- **PROVIDED DATA**
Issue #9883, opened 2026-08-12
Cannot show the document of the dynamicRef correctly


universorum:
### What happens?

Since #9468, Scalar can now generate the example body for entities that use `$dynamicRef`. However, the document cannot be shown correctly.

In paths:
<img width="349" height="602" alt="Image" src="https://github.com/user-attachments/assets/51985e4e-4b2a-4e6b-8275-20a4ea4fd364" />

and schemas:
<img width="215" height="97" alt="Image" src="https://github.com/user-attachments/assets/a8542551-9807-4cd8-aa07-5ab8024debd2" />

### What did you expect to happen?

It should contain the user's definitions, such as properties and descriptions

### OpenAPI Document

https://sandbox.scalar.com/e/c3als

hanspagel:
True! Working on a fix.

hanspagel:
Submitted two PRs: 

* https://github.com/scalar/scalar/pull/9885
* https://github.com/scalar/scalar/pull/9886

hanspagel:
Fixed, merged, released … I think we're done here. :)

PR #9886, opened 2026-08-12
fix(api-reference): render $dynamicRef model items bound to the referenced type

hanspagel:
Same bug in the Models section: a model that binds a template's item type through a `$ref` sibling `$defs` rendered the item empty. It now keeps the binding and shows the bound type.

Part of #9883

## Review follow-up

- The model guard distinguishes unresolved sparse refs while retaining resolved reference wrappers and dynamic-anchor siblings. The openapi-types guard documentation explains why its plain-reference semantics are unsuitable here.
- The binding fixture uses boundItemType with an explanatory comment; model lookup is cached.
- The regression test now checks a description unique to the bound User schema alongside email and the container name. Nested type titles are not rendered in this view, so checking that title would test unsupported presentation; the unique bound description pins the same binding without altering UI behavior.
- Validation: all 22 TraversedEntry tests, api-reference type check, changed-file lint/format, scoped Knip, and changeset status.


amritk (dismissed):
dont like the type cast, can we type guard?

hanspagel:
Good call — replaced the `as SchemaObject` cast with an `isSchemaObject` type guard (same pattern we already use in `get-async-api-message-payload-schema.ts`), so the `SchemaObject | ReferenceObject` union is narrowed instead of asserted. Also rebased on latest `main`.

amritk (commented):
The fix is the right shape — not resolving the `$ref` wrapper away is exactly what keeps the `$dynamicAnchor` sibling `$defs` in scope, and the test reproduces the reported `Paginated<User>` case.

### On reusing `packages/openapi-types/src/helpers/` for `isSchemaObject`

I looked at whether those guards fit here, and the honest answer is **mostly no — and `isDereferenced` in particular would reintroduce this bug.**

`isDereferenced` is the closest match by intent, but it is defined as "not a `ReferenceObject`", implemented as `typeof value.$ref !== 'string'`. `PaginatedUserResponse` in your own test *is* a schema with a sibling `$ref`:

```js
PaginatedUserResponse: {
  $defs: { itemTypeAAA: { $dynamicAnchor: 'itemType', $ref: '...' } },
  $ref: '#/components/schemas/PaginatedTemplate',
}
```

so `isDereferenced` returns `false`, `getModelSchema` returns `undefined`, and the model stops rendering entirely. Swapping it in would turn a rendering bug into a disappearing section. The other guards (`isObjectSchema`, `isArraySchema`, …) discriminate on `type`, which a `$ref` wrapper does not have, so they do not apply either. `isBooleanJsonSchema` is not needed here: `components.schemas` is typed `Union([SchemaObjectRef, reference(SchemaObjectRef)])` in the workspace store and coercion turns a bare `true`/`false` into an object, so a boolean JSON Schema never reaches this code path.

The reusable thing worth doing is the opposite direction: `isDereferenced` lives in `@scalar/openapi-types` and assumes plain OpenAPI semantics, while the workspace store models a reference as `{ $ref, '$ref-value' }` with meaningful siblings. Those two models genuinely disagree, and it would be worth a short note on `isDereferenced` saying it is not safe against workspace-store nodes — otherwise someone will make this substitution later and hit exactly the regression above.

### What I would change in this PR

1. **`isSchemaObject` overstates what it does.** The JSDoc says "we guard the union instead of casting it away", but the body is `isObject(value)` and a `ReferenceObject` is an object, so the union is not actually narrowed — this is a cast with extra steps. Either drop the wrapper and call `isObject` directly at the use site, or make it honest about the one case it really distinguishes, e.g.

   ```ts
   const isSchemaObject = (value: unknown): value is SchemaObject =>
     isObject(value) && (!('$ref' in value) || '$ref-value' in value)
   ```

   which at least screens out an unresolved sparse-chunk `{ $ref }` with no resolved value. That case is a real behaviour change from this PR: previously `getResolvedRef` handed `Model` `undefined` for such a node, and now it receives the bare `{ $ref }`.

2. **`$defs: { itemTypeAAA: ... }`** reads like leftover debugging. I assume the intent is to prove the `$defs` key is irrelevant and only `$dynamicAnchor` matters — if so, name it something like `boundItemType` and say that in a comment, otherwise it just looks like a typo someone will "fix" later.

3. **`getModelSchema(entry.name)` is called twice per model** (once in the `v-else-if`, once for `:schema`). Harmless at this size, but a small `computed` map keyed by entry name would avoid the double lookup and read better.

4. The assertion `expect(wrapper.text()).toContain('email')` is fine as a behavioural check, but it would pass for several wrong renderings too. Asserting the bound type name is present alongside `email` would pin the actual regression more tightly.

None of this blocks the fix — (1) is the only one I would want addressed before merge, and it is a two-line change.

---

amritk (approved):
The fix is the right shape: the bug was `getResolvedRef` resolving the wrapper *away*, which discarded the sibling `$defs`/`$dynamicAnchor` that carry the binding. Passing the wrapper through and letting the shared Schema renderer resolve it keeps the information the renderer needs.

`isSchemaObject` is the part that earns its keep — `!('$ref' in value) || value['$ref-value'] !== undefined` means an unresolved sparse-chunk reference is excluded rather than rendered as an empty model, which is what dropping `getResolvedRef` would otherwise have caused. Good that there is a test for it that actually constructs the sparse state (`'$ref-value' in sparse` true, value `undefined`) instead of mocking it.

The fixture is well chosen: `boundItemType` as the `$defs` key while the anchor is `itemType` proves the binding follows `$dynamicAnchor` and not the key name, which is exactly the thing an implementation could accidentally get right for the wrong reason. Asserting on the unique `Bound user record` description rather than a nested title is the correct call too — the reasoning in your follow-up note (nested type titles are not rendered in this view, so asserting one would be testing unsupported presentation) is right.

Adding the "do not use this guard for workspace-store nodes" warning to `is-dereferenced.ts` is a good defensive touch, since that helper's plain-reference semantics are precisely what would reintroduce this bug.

- **EXERCISE DETAILS**
Line by line, please reproduce the records exactly.

- **ANSWER TO THIS PROBLEM**
Issue #9883, opened 2026-08-12
Cannot show the document of the dynamicRef correctly


universorum:
### What happens?

Since #9468, Scalar can now generate the example body for entities that use `$dynamicRef`. However, the document cannot be shown correctly.

In paths:
<img width="349" height="602" alt="Image" src="https://github.com/user-attachments/assets/51985e4e-4b2a-4e6b-8275-20a4ea4fd364" />

and schemas:
<img width="215" height="97" alt="Image" src="https://github.com/user-attachments/assets/a8542551-9807-4cd8-aa07-5ab8024debd2" />

### What did you expect to happen?

It should contain the user's definitions, such as properties and descriptions

### OpenAPI Document

https://sandbox.scalar.com/e/c3als

hanspagel:
True! Working on a fix.

hanspagel:
Submitted two PRs: 

* https://github.com/scalar/scalar/pull/9885
* https://github.com/scalar/scalar/pull/9886

hanspagel:
Fixed, merged, released … I think we're done here. :)

PR #9886, opened 2026-08-12
fix(api-reference): render $dynamicRef model items bound to the referenced type

hanspagel:
Same bug in the Models section: a model that binds a template's item type through a `$ref` sibling `$defs` rendered the item empty. It now keeps the binding and shows the bound type.

Part of #9883

## Review follow-up

- The model guard distinguishes unresolved sparse refs while retaining resolved reference wrappers and dynamic-anchor siblings. The openapi-types guard documentation explains why its plain-reference semantics are unsuitable here.
- The binding fixture uses boundItemType with an explanatory comment; model lookup is cached.
- The regression test now checks a description unique to the bound User schema alongside email and the container name. Nested type titles are not rendered in this view, so checking that title would test unsupported presentation; the unique bound description pins the same binding without altering UI behavior.
- Validation: all 22 TraversedEntry tests, api-reference type check, changed-file lint/format, scoped Knip, and changeset status.


amritk (dismissed):
dont like the type cast, can we type guard?

hanspagel:
Good call — replaced the `as SchemaObject` cast with an `isSchemaObject` type guard (same pattern we already use in `get-async-api-message-payload-schema.ts`), so the `SchemaObject | ReferenceObject` union is narrowed instead of asserted. Also rebased on latest `main`.

amritk (commented):
The fix is the right shape — not resolving the `$ref` wrapper away is exactly what keeps the `$dynamicAnchor` sibling `$defs` in scope, and the test reproduces the reported `Paginated<User>` case.

### On reusing `packages/openapi-types/src/helpers/` for `isSchemaObject`

I looked at whether those guards fit here, and the honest answer is **mostly no — and `isDereferenced` in particular would reintroduce this bug.**

`isDereferenced` is the closest match by intent, but it is defined as "not a `ReferenceObject`", implemented as `typeof value.$ref !== 'string'`. `PaginatedUserResponse` in your own test *is* a schema with a sibling `$ref`:

```js
PaginatedUserResponse: {
  $defs: { itemTypeAAA: { $dynamicAnchor: 'itemType', $ref: '...' } },
  $ref: '#/components/schemas/PaginatedTemplate',
}
```

so `isDereferenced` returns `false`, `getModelSchema` returns `undefined`, and the model stops rendering entirely. Swapping it in would turn a rendering bug into a disappearing section. The other guards (`isObjectSchema`, `isArraySchema`, …) discriminate on `type`, which a `$ref` wrapper does not have, so they do not apply either. `isBooleanJsonSchema` is not needed here: `components.schemas` is typed `Union([SchemaObjectRef, reference(SchemaObjectRef)])` in the workspace store and coercion turns a bare `true`/`false` into an object, so a boolean JSON Schema never reaches this code path.

The reusable thing worth doing is the opposite direction: `isDereferenced` lives in `@scalar/openapi-types` and assumes plain OpenAPI semantics, while the workspace store models a reference as `{ $ref, '$ref-value' }` with meaningful siblings. Those two models genuinely disagree, and it would be worth a short note on `isDereferenced` saying it is not safe against workspace-store nodes — otherwise someone will make this substitution later and hit exactly the regression above.

### What I would change in this PR

1. **`isSchemaObject` overstates what it does.** The JSDoc says "we guard the union instead of casting it away", but the body is `isObject(value)` and a `ReferenceObject` is an object, so the union is not actually narrowed — this is a cast with extra steps. Either drop the wrapper and call `isObject` directly at the use site, or make it honest about the one case it really distinguishes, e.g.

   ```ts
   const isSchemaObject = (value: unknown): value is SchemaObject =>
     isObject(value) && (!('$ref' in value) || '$ref-value' in value)
   ```

   which at least screens out an unresolved sparse-chunk `{ $ref }` with no resolved value. That case is a real behaviour change from this PR: previously `getResolvedRef` handed `Model` `undefined` for such a node, and now it receives the bare `{ $ref }`.

2. **`$defs: { itemTypeAAA: ... }`** reads like leftover debugging. I assume the intent is to prove the `$defs` key is irrelevant and only `$dynamicAnchor` matters — if so, name it something like `boundItemType` and say that in a comment, otherwise it just looks like a typo someone will "fix" later.

3. **`getModelSchema(entry.name)` is called twice per model** (once in the `v-else-if`, once for `:schema`). Harmless at this size, but a small `computed` map keyed by entry name would avoid the double lookup and read better.

4. The assertion `expect(wrapper.text()).toContain('email')` is fine as a behavioural check, but it would pass for several wrong renderings too. Asserting the bound type name is present alongside `email` would pin the actual regression more tightly.

None of this blocks the fix — (1) is the only one I would want addressed before merge, and it is a two-line change.

---

amritk (approved):
The fix is the right shape: the bug was `getResolvedRef` resolving the wrapper *away*, which discarded the sibling `$defs`/`$dynamicAnchor` that carry the binding. Passing the wrapper through and letting the shared Schema renderer resolve it keeps the information the renderer needs.

`isSchemaObject` is the part that earns its keep — `!('$ref' in value) || value['$ref-value'] !== undefined` means an unresolved sparse-chunk reference is excluded rather than rendered as an empty model, which is what dropping `getResolvedRef` would otherwise have caused. Good that there is a test for it that actually constructs the sparse state (`'$ref-value' in sparse` true, value `undefined`) instead of mocking it.

The fixture is well chosen: `boundItemType` as the `$defs` key while the anchor is `itemType` proves the binding follows `$dynamicAnchor` and not the key name, which is exactly the thing an implementation could accidentally get right for the wrong reason. Asserting on the unique `Bound user record` description rather than a nested title is the correct call too — the reasoning in your follow-up note (nested type titles are not rendered in this view, so asserting one would be testing unsupported presentation) is right.

Adding the "do not use this guard for workspace-store nodes" warning to `is-dereferenced.ts` is a good defensive touch, since that helper's plain-reference semantics are precisely what would reintroduce this bug.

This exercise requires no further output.